REQUIRED ACTION ->
The answer must restate every record word for word.

SOURCE MATERIAL ->
Start of Block

PR #32198, opened 2026-02-13
Add newspaper4k and pydevd

cml37:
Checklist

- [x] Build number is 0.


cml37:
@conda-forge-admin, please ping team conda-forge/help-python

zklaus:
Looks like at least tqdm is already part of conda-forge.

cml37:
@zklaus  oh absolutely, but I don't think t**dq**m is!!  It was made for the explicit purpose of handling that very typo.  I have no idea why the upstream is using this, but hey, what can I say, haha!

cml37:
I did request [a change](https://github.com/WolfgangFahl/nicegui_widgets/commit/cad79e9eb366cf59219b9746f6b1d24f2669e84d#diff-50c86b7ed8ac2cf95bd48334961bf0530cdc77b5a56f852c5c61b89d735fd711R20), but looks like this logic hasn't changed in 3 years.  We shall see!!

recipes/tdqm/meta.yaml
```diff
@@ -0,0 +1,42 @@
+{% set version = "0.0.1" %}
+
+package:
+  name: tdqm
+  version: {{ version }}
+
+source:
+  url: https://pypi.org/packages/source/t/tdqm/tdqm-{{ version }}.tar.gz
+  sha256: f050004a76b1d22f70b78209b48781353c82440215b6ba7d22b1f499b05a0101
```
carterbox: Not sure whether this package should exist.

However, we shouldn't need to build an entire package to create an alias for an existing package. The alias should just be a metapackage which depends only on the package it is aliasing, and it should probably just be added as an additional output of the package it is aliasing, so that the version numbers will match.

cml37: I understand, but I guess this is the package that got used, so I kindof feel we should go with it.  To be honest, I actually don't have use for any of these anyway... trying to be a good maintainer and unjam https://github.com/conda-forge/geograpy3-feedstock/pull/10 which, well, I don't even use anymore.  But yea, this is getting more involved than I'd like... I'd rather fix than abandon, but it's been time consuming to even get to this point...

cml37:
Can we move forward with this?

PR #32225, opened 2026-02-15
Smspp project recommendations

hmaarrfk:
Checklist

- [ ] Build number is 0.

### DIFF
--- a/recipes/smspp-project/meta.yaml
+++ b/recipes/smspp-project/meta.yaml
@@ -9,7 +9,6 @@ source:
   sha256: 02d30a318b39491edc92b98cbe78ddbdd68891695493667b53728a80e3696967
 
 build:
-  skip: True  # [win]
   number: 0
   run_exports:
     - {{ pin_subpackage('smspp-project', max_pin='x.x.x') }}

End of Block

SOLUTION FOR THIS TASK ->
PR #32198, opened 2026-02-13
Add newspaper4k and pydevd

cml37:
Checklist

- [x] Build number is 0.


cml37:
@conda-forge-admin, please ping team conda-forge/help-python

zklaus:
Looks like at least tqdm is already part of conda-forge.

cml37:
@zklaus  oh absolutely, but I don't think t**dq**m is!!  It was made for the explicit purpose of handling that very typo.  I have no idea why the upstream is using this, but hey, what can I say, haha!

cml37:
I did request [a change](https://github.com/WolfgangFahl/nicegui_widgets/commit/cad79e9eb366cf59219b9746f6b1d24f2669e84d#diff-50c86b7ed8ac2cf95bd48334961bf0530cdc77b5a56f852c5c61b89d735fd711R20), but looks like this logic hasn't changed in 3 years.  We shall see!!

recipes/tdqm/meta.yaml
```diff
@@ -0,0 +1,42 @@
+{% set version = "0.0.1" %}
+
+package:
+  name: tdqm
+  version: {{ version }}
+
+source:
+  url: https://pypi.org/packages/source/t/tdqm/tdqm-{{ version }}.tar.gz
+  sha256: f050004a76b1d22f70b78209b48781353c82440215b6ba7d22b1f499b05a0101
```
carterbox: Not sure whether this package should exist.

However, we shouldn't need to build an entire package to create an alias for an existing package. The alias should just be a metapackage which depends only on the package it is aliasing, and it should probably just be added as an additional output of the package it is aliasing, so that the version numbers will match.

cml37: I understand, but I guess this is the package that got used, so I kindof feel we should go with it.  To be honest, I actually don't have use for any of these anyway... trying to be a good maintainer and unjam https://github.com/conda-forge/geograpy3-feedstock/pull/10 which, well, I don't even use anymore.  But yea, this is getting more involved than I'd like... I'd rather fix than abandon, but it's been time consuming to even get to this point...

cml37:
Can we move forward with this?

PR #32225, opened 2026-02-15
Smspp project recommendations

hmaarrfk:
Checklist

- [ ] Build number is 0.

### DIFF
--- a/recipes/smspp-project/meta.yaml
+++ b/recipes/smspp-project/meta.yaml
@@ -9,7 +9,6 @@ source:
   sha256: 02d30a318b39491edc92b98cbe78ddbdd68891695493667b53728a80e3696967
 
 build:
-  skip: True  # [win]
   number: 0
   run_exports:
     - {{ pin_subpackage('smspp-project', max_pin='x.x.x') }}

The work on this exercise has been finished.